(Beginning of DATA LISTING)
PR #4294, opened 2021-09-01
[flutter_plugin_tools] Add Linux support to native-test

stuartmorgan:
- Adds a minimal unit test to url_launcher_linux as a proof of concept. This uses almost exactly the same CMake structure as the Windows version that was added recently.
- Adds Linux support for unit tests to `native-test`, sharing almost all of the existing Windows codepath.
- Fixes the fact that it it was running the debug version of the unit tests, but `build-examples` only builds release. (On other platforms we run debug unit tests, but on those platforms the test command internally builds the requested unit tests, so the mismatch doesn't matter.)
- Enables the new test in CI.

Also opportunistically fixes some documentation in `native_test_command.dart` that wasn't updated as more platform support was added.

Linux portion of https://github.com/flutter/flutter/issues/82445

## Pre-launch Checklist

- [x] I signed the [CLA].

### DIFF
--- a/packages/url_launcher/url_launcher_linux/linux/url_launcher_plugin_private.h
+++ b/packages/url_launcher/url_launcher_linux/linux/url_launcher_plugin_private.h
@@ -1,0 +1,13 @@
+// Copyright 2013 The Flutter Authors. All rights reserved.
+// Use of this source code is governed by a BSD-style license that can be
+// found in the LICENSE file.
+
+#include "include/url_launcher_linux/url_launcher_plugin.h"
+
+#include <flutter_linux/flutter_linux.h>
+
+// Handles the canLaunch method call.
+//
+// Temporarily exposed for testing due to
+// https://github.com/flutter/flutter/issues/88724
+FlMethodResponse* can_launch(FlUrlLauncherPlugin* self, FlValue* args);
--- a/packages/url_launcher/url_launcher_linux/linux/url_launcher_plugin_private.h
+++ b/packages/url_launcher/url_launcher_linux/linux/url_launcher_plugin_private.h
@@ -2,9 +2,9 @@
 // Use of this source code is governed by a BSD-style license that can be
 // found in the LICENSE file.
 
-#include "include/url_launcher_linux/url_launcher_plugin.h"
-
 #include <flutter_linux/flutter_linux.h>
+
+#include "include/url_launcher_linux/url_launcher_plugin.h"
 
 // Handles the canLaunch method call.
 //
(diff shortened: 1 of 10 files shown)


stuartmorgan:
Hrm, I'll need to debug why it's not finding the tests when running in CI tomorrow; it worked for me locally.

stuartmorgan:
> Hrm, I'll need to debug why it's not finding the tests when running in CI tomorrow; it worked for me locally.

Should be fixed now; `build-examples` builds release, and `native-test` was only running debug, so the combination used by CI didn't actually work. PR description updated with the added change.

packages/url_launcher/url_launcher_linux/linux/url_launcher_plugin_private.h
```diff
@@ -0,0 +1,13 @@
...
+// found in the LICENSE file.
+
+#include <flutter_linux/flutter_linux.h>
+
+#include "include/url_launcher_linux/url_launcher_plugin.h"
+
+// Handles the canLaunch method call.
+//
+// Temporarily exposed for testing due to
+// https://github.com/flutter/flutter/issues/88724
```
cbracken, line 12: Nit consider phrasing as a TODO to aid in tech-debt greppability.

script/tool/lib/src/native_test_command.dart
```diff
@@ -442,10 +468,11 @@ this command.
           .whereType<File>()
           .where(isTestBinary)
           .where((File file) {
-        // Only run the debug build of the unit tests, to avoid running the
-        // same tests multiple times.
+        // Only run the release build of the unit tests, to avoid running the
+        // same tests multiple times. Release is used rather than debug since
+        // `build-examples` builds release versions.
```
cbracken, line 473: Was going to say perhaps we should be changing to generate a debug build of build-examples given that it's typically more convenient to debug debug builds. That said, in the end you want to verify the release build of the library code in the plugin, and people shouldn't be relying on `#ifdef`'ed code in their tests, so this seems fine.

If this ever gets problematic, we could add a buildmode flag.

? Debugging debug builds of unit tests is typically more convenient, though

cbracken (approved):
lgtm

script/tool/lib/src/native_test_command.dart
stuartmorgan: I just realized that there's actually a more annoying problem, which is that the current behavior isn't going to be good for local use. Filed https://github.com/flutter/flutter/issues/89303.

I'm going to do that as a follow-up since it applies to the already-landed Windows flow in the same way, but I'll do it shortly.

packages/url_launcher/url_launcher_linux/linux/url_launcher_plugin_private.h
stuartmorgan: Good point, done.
(End of DATA LISTING)
▶ [WORK TO BE COMPLETED]:
Using the entries above, give again exactly the lines from the line holding "- Enables the new test in CI." through the line holding "-1,0 +1,13 @@". Include both end lines and nothing else.

▶ [SOLUTION]:
- Enables the new test in CI.

Also opportunistically fixes some documentation in `native_test_command.dart` that wasn't updated as more platform support was added.

Linux portion of https://github.com/flutter/flutter/issues/82445

## Pre-launch Checklist

- [x] I signed the [CLA].

### DIFF
--- a/packages/url_launcher/url_launcher_linux/linux/url_launcher_plugin_private.h
+++ b/packages/url_launcher/url_launcher_linux/linux/url_launcher_plugin_private.h
@@ -1,0 +1,13 @@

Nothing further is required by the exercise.